DATA START

PR #5158, opened 2019-01-30
In histogram_quantile merge buckets with equivalent le values

brian-brazil:
This makes things generally more resilient, and will
help with OpenMetrics transitions (and inconsistencies).

### DIFF
--- a/promql/quantile.go
+++ b/promql/quantile.go
@@ -75,15 +75,17 @@ func bucketQuantile(q float64, buckets buckets) float64 {
 	if q > 1 {
 		return math.Inf(+1)
 	}
-	if len(buckets) < 2 {
-		return math.NaN()
-	}
 	sort.Sort(buckets)
 	if !math.IsInf(buckets[len(buckets)-1].upperBound, +1) {
 		return math.NaN()
 	}
 
+	buckets = coalesceBuckets(buckets)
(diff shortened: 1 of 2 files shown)


promql/quantile.go
```diff
@@ -83,6 +83,7 @@ func bucketQuantile(q float64, buckets buckets) float64 {
 		return math.NaN()
 	}
 
+	buckets = coalesceBuckets(buckets)
```
juliusv: This is done after the `len(buckets) > 2` check, but `coalesceBuckets()` may remove buckets, causing the number of buckets to be <2 again. It seems due to the extra `+Inf` check, this can only happen if the input bucket list is an edge case like this:

`["+inf", "+Inf"]`

Not sure if the following code then actually has problems with this, but adding a test case for this would be good.

brian-brazil: Good point, fixed.

juliusv:
:+1:

beorn7:
Academic note: This PR assumes that `sum` is the only reasonably aggregation to be done before feeding the histogram to `histogram_quantile` (as it sums up equivalent buckets). I think that's a reasonable assumption, but it raises the question why `histogram_quantile` isn't an aggregation operator itself, sparing users the effort to `sum` explicitly.

PR #5159, opened 2019-01-30
Fix multiple response.WriteHeader calls error in remote read adapter

qingwave:
1. **Error in remote read adapter**
Error in `/documentation/examples/remote_storage/remote_storage_adapter/main.go`. When [w.write](https://github.com/prometheus/prometheus/blob/a2ef8cf2f509b58d140acf9e37f1e906b28582cd/documentation/examples/remote_storage/remote_storage_adapter/main.go#L298) return err, log shows `http: multiple response.WriteHeader calls`. `w.write` and `http.Error(w, err.Error(), http.StatusInternalServerError)` will write header twice，triggers the error.

2. **Bug fix**
Replace the  `http.Error(w, err.Error(), http.StatusInternalServerError)` with log.

### DIFF
--- a/documentation/examples/remote_storage/remote_storage_adapter/main.go
+++ b/documentation/examples/remote_storage/remote_storage_adapter/main.go
@@ -296,8 +296,7 @@ func serve(logger log.Logger, addr string, writers []writer, readers []reader) e
 
 		compressed = snappy.Encode(nil, data)
 		if _, err := w.Write(compressed); err != nil {
-			level.Warn(logger).Log("msg", "Resonse write error", "storage", reader.Name(), "err", err)
-			return
+			level.Warn(logger).Log("msg", "Error writing response", "storage", reader.Name(), "err", err)
 		}
 	})
 
--- a/documentation/examples/remote_storage/remote_storage_adapter/main.go
+++ b/documentation/examples/remote_storage/remote_storage_adapter/main.go
@@ -296,7 +296,7 @@ func serve(logger log.Logger, addr string, writers []writer, readers []reader) e
 
 		compressed = snappy.Encode(nil, data)
 		if _, err := w.Write(compressed); err != nil {
-			http.Error(w, err.Error(), http.StatusInternalServerError)
+			level.Warn(logger).Log("msg", "Resonse write error", "storage", reader.Name(), "err", err)
 			return
 		}
 	})


documentation/examples/remote_storage/remote_storage_adapter/main.go
```diff
@@ -296,7 +296,7 @@ func serve(logger log.Logger, addr string, writers []writer, readers []reader) e
 
 		compressed = snappy.Encode(nil, data)
 		if _, err := w.Write(compressed); err != nil {
-			http.Error(w, err.Error(), http.StatusInternalServerError)
+			level.Warn(logger).Log("msg", "Resonse write error", "storage", reader.Name(), "err", err)
```
simonpasquier: It would be a better fix to move L294-295 after this block.

qingwave: The error is not isolated to L294-295.
 Function [w.Write](https://github.com/golang/go/blob/889aa5eb98ff2a5134f5b075525479da399e5c4f/src/net/http/server.go#L367) will WriteHeader and function [http.Error](https://github.com/golang/go/blob/889aa5eb98ff2a5134f5b075525479da399e5c4f/src/net/http/server.go#L2004) will WriteHeader too.
Function Write
```golang
func (cw *chunkWriter) Write(p []byte) (n int, err error) {
	if !cw.wroteHeader {
		cw.writeHeader(p)
	}
	...
}
```
Function Error
```golang
func Error(w ResponseWriter, error string, code int) {
	w.Header().Set("Content-Type", "text/plain; charset=utf-8")
	w.Header().Set("X-Content-Type-Options", "nosniff")
	w.WriteHeader(code)
	fmt.Fprintln(w, error)
}
```

simonpasquier: My bad, I overlooked the code. 

```go
level.Warn(logger).Log("msg", "Error writing response", "storage", reader.Name(), "err", err)
```

And you can remove `return` at L300.

qingwave: Okay, I have removed the useless return as your  suggest.

simonpasquier: Thanks! Can you also change `"Resonse write error"` to `"Error writing response"` please?

qingwave: My fault! Changed.

PR #5181, opened 2019-02-04
scrape: Add global jitter for HA server

xjewer:
Covers issue in https://github.com/prometheus/prometheus/pull/4926#issuecomment-449039848
where the HA setup become a problem for targets unable to be scraped simultaneously.
The new jitter per server relies on a hostname and external labels which necessarily to be uniq.

As before, scrape offset will be calculated with regard the absolute time, so even
restart/reload doesn't change scrape time per scrape target + prometheus instance.

Jitter interval was chosen within the boundaries 0-59 seconds, which should be enough
to bring entropy for the scrapes across HA setup.

### DIFF
--- a/scrape/manager.go
+++ b/scrape/manager.go
@@ -14,8 +14,10 @@
 package scrape
 
 import (
+	"encoding"
 	"fmt"
 	"hash/fnv"
+	"net"
 	"os"
 	"reflect"
 	"sync"
@@ -57,7 +59,7 @@ type Manager struct {
 	append    Appendable
 	graceShut chan struct{}
 
-	jitterSeed    uint64     // Global jitterSeed seed is using to spread scrape workload across HA setup.
+	jitterSeed    uint64     // Global jitterSeed seed is used to spread scrape workload across HA setup.
 	mtxScrape     sync.Mutex // Guards the fields below.
 	scrapeConfigs map[string]*config.ScrapeConfig
 	scrapePools   map[string]*scrapePool
@@ -135,14 +137,14 @@ func (m *Manager) reload() {
 	wg.Wait()
 }
 
-// setJitterSeed calculates global jitterSeed per server relying on extra label set.
+// setJitterSeed calculates a global jitterSeed per server relying on extra label set.
 func (m *Manager) setJitterSeed(labels model.LabelSet) error {
 	h := fnv.New64a()
-	hostname, err := os.Hostname()
+	hostname, err := getFqdn()
 	if err != nil {
 		return err
 	}
-	if _, err := h.Write([]byte(hostname + labels.String())); err != nil {
+	if _, err := fmt.Fprintf(h, "%s%s", hostname, labels.String()); err != nil {
 		return err
 	}
 	m.jitterSeed = h.Sum64()
@@ -237,4 +239,46 @@ func (m *Manager) TargetsDropped() map[string][]*Target {
 		targets[tset] = sp.DroppedTargets()
 	}
 	return targets
+}
+
+// getFqdn returns a fqdn if it's possible, otherwise falls back a hostname.
+func getFqdn() (string, error) {
+	hostname, err := os.Hostname()
+	if err != nil {
+		return "", err
+	}
+
+	ips, err := net.LookupIP(hostname)
+	if err != nil {
+		return hostname, err
+	}
+
+	lookup := func(ipStr encoding.TextMarshaler) (string, error) {
+		ip, err := ipStr.MarshalText()
+		if err != nil {
+			return "", err
+		}
+		hosts, err := net.LookupAddr(string(ip))
+		if err != nil || len(hosts) == 0 {
+			return "", err
+		}
+		return hosts[0], nil
+	}
+
+	for _, addr := range ips {
+		if ip := addr.To4(); ip != nil {
+			if fqdn, err := lookup(ip); err == nil {
+				return fqdn, nil
+			}
+
+		}
+
+		if ip := addr.To16(); ip != nil {
+			if fqdn, err := lookup(ip); err == nil {
+				return fqdn, nil
+			}
+
+		}
+	}
+	return hostname, nil
 }
--- a/scrape/manager.go
+++ b/scrape/manager.go
@@ -15,6 +15,8 @@ package scrape
 
 import (
 	"fmt"
+	"hash/fnv"
+	"os"
 	"reflect"
 	"sync"
 	"time"
@@ -22,6 +24,7 @@ import (
 	"github.com/go-kit/kit/log"
 	"github.com/go-kit/kit/log/level"
 
+	"github.com/prometheus/common/model"
 	"github.com/prometheus/prometheus/config"
 	"github.com/prometheus/prometheus/discovery/targetgroup"
 	"github.com/prometheus/prometheus/storage"
@@ -54,6 +57,7 @@ type Manager struct {
 	append    Appendable
 	graceShut chan struct{}
 
+	jitterSeed    uint64     // Global jitterSeed seed is using to spread scrape workload across HA setup.
 	mtxScrape     sync.Mutex // Guards the fields below.
 	scrapeConfigs map[string]*config.ScrapeConfig
 	scrapePools   map[string]*scrapePool
@@ -111,7 +115,7 @@ func (m *Manager) reload() {
 				level.Error(m.logger).Log("msg", "error reloading target set", "err", "invalid config id:"+setName)
 				continue
 			}
-			sp, err := newScrapePool(scrapeConfig, m.append, log.With(m.logger, "scrape_pool", setName))
+			sp, err := newScrapePool(scrapeConfig, m.append, m.jitterSeed, log.With(m.logger, "scrape_pool", setName))
 			if err != nil {
 				level.Error(m.logger).Log("msg", "error creating new scrape pool", "err", err, "scrape_pool", setName)
 				continue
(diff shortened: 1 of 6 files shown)


scrape/target.go
```diff
@@ -125,13 +125,15 @@ func (t *Target) hash() uint64 {
...
+// It includes the global server jitter for scrapes of HA setup to be spread across the time interval.
+func (t *Target) offset(interval, jitter time.Duration) time.Duration {
 	now := time.Now().UnixNano()
 
+	// base is a pinned to a absolute time, no matter how often offset is called.
 	var (
 		base   = int64(interval) - now%int64(interval)
 		offset = t.hash() % uint64(interval)
-		next   = base + int64(offset)
+		next   = base + int64(offset) + int64(jitter)
```
brian-brazil: This could delay things by up to a minute, which is undesirable. You should augment the above hash, rather than adding a new time period to worry about.

xjewer: it could be more than the interval itself, see [below](https://github.com/prometheus/prometheus/pull/5181/files#diff-71e6b8df5f2eeb6a786cb5cacaa4187dR139) :

```
	if next > int64(interval) {
		next -= int64(interval)
	}
```

so it won't add the more diff than offset from hash `t.hash() % uint64(interval)`, it just adds an entropy throughout the HA setup.

brian-brazil: If the interval is 1ms, then it can delay things by a minute.

xjewer:
>It's be good to also include hostname, as that'll also catch test machines using the same config.

could you elaborate on it? what machines?

scrape/target.go
xjewer: fair, will change, thanks for catch.

brian-brazil:
> could you elaborate on it? what machines?

Any other machine on which someone copies over a production config verbatim.

xjewer:
>someone copies over a production config

what about docker setup, for those who doesn't specify hostname it will move around the offset on re-runs. 🤔

brian-brazil:
That's an acceptable tradeoff.

xjewer:
updated with `hostname`, but smth went wrong with an import:

```
go: gopkg.in/vmihailenco/msgpack.v2@v2.9.1: unrecognized import path "gopkg.in/vmihailenco/msgpack.v2" (parse https://gopkg.in/vmihailenco/msgpack.v2?go-get=1: no go-import meta tags ())
```

could you restart the CI test build?

xjewer:
I applied this patch to our 2.6.1 HA setup and it seems to work as expected:

image

scrape/target.go
```diff
@@ -125,12 +125,14 @@ func (t *Target) hash() uint64 {
...
-func (t *Target) offset(interval time.Duration) time.Duration {
+// It includes the global server jitter for scrapes of HA setup to be spread across the time interval.
+func (t *Target) offset(interval, jitter time.Duration) time.Duration {
 	now := time.Now().UnixNano()
 
+	// base is a pinned to a absolute time, no matter how often offset is called.
 	var (
 		base   = int64(interval) - now%int64(interval)
-		offset = t.hash() % uint64(interval)
+		offset = (t.hash() + uint64(jitter)) % uint64(interval)
```
brian-brazil: Usually you'd use `^` to combine these

scrape/manager.go
```diff
@@ -130,6 +134,20 @@ func (m *Manager) reload() {
...
+func (m *Manager) setServerJitter(labels model.LabelSet) error {
+	h := fnv.New64a()
+	hostname, err := os.Hostname()
+	if err != nil {
+		return err
+	}
+	if _, err := h.Write([]byte(hostname + labels.String())); err != nil {
+		return err
+	}
+	m.serverJitter = time.Duration(h.Sum64()%60) * time.Second
```
brian-brazil: You've still got the 60s in here.

scrape/manager.go
```diff
@@ -130,6 +134,20 @@ func (m *Manager) reload() {
 	wg.Wait()
 }
 
+// setServerJitter calculates global jitter per server relying on extra label set.
+func (m *Manager) setServerJitter(labels model.LabelSet) error {
+	h := fnv.New64a()
+	hostname, err := os.Hostname()
```
brian-brazil: Could we use the fqdn here?

scrape/manager.go
xjewer: that's a trade-off between distribution and collisions. 
It could affect scrape intervals more than minute, but it's what target hash does in here: https://github.com/prometheus/prometheus/pull/5181/files#diff-71e6b8df5f2eeb6a786cb5cacaa4187dR135 it appends jitter up to scrape interval.

scrape/manager.go
xjewer: what kind of problem we want to resolve with this? hostname is just an extra seed. I can add lookup, but it seems to be over-engineering in here.

scrape/manager.go
brian-brazil: There's no need for it though.

xjewer: you mean modulo operation?

Initially I wanted to pass to the `scrape` interface an offset as a time.Duration, that's why I called it a jitter and implemented as a time offset
https://github.com/prometheus/prometheus/pull/5181/files#diff-6a976999031a4966ff9d1a2734f15e5dR439

Otherwise passing a hash seed would be vague and cause questions like: why is this hash in here.

I might should have add more clear comment, that jitter in interval [0-59) will not affect postpone scrapes on more than the interval time itself.

But I hope with a current implementation: jitter speaks for itself what is this for.

brian-brazil: Passing the hash as an int would be better, it'll keep all the math in one place.

bwplotka:
@xjewer Nice! This graph you provide is for what?

xjewer:
>@xjewer Nice! This graph you provide is for what?

this one is for http probes

xjewer:
fixed merge conflicts and remarks, ready for review

xjewer:
any chance to be merged into next release? cc @brian-brazil

scrape/manager.go
```diff
@@ -54,6 +59,7 @@ type Manager struct {
 	append    Appendable
 	graceShut chan struct{}
 
+	jitterSeed    uint64     // Global jitterSeed seed is using to spread scrape workload across HA setup.
```
brian-brazil: used

scrape/manager.go
```diff
@@ -14,14 +14,19 @@
...
+	"net"
+	"os"
 	"reflect"
 	"sync"
 	"time"
 
 	"github.com/go-kit/kit/log"
 	"github.com/go-kit/kit/log/level"
 
+	"github.com/prometheus/common/model"
```
brian-brazil: We're trying to get rid of usage of this library.

scrape/manager.go
```diff
@@ -216,3 +240,45 @@ func (m *Manager) TargetsDropped() map[string][]*Target {
 	}
 	return targets
 }
+
+// getFqdn returns fqdn if it's possible, otherwise falls back hostname
```
brian-brazil: fullstop

scrape/target.go
```diff
@@ -125,12 +125,14 @@ func (t *Target) hash() uint64 {
 }
 
 // offset returns the time until the next scrape cycle for the target.
-func (t *Target) offset(interval time.Duration) time.Duration {
+// It includes the global server jitterSeed for scrapes of HA setup to be spread across the time interval.
+func (t *Target) offset(interval time.Duration, jitterSeed uint64) time.Duration {
 	now := time.Now().UnixNano()
 
+	// base is a pinned to a absolute time, no matter how often offset is called.
```
brian-brazil: Base

scrape/target.go
```diff
@@ -125,12 +125,14 @@ func (t *Target) hash() uint64 {
 }
 
 // offset returns the time until the next scrape cycle for the target.
-func (t *Target) offset(interval time.Duration) time.Duration {
+// It includes the global server jitterSeed for scrapes of HA setup to be spread across the time interval.
```
brian-brazil: Scrapes from multiple Prometheus to try to be at different times.

scrape/target.go
```diff
@@ -125,12 +125,14 @@ func (t *Target) hash() uint64 {
...
+func (t *Target) offset(interval time.Duration, jitterSeed uint64) time.Duration {
 	now := time.Now().UnixNano()
 
+	// base is a pinned to a absolute time, no matter how often offset is called.
 	var (
 		base   = int64(interval) - now%int64(interval)
-		offset = t.hash() % uint64(interval)
+		offset = (t.hash() ^ uint64(jitterSeed)) % uint64(interval)
```
brian-brazil: jitterSeed is already a uint64

scrape/manager.go
xjewer: Any suggestions?

xjewer: should I use `github.com/prometheus/prometheus/pkg/labels` instead?

I can add this to GlobalConfig:
```
// GetExternalLabels wraps external labels as a labels.Labels.
func (c *GlobalConfig) GetExternalLabels() labels.Labels {
	labelSet := make(map[string]string, len(c.ExternalLabels))
	for n, v := range c.ExternalLabels {
		labelSet[string(n)] = string(v)
	}

	return labels.FromMap(labelSet)
}
```

but as this isn't related to the Jitter, let's leave it as is and do clean-up in follow up PRs, I can help you out with it.

Didn't find any issue regarding liquidation the `github.com/prometheus/common/model` library.

image

brian-brazil: model.Labelset is already a map[string]string, so you can use FromMap directly. You can also re-use its Hash method.

xjewer: the problem is, the `model.Labelset` isn't a `map[string]string`, it's `map[LabelName]LabelValue` even if `LabelName` and `LabelValue` are strings, so it's not the same and golang can't do type conversion.

brian-brazil: You can cast it

xjewer: what am I doing wrong?
`labelSet := map[string]string(cfg.GlobalConfig.ExternalLabels)`

```
cannot convert cfg.GlobalConfig.ExternalLabels (type model.LabelSet) to type map[string]string
```

https://play.golang.org/p/EwQjDtB00dJ 

```
prog.go:13:23: cannot convert ls2 (type LabelSet2) to type map[string]string
```
where as LabelSet works as mentioned before.

brian-brazil: Right you are.

brian-brazil:
Thanks!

DATA END

# TO DO
Scan the data, and report each line that uses the word "possible".

# RESULT OF THE TASK
+// getFqdn returns a fqdn if it's possible, otherwise falls back a hostname.
+// getFqdn returns fqdn if it's possible, otherwise falls back hostname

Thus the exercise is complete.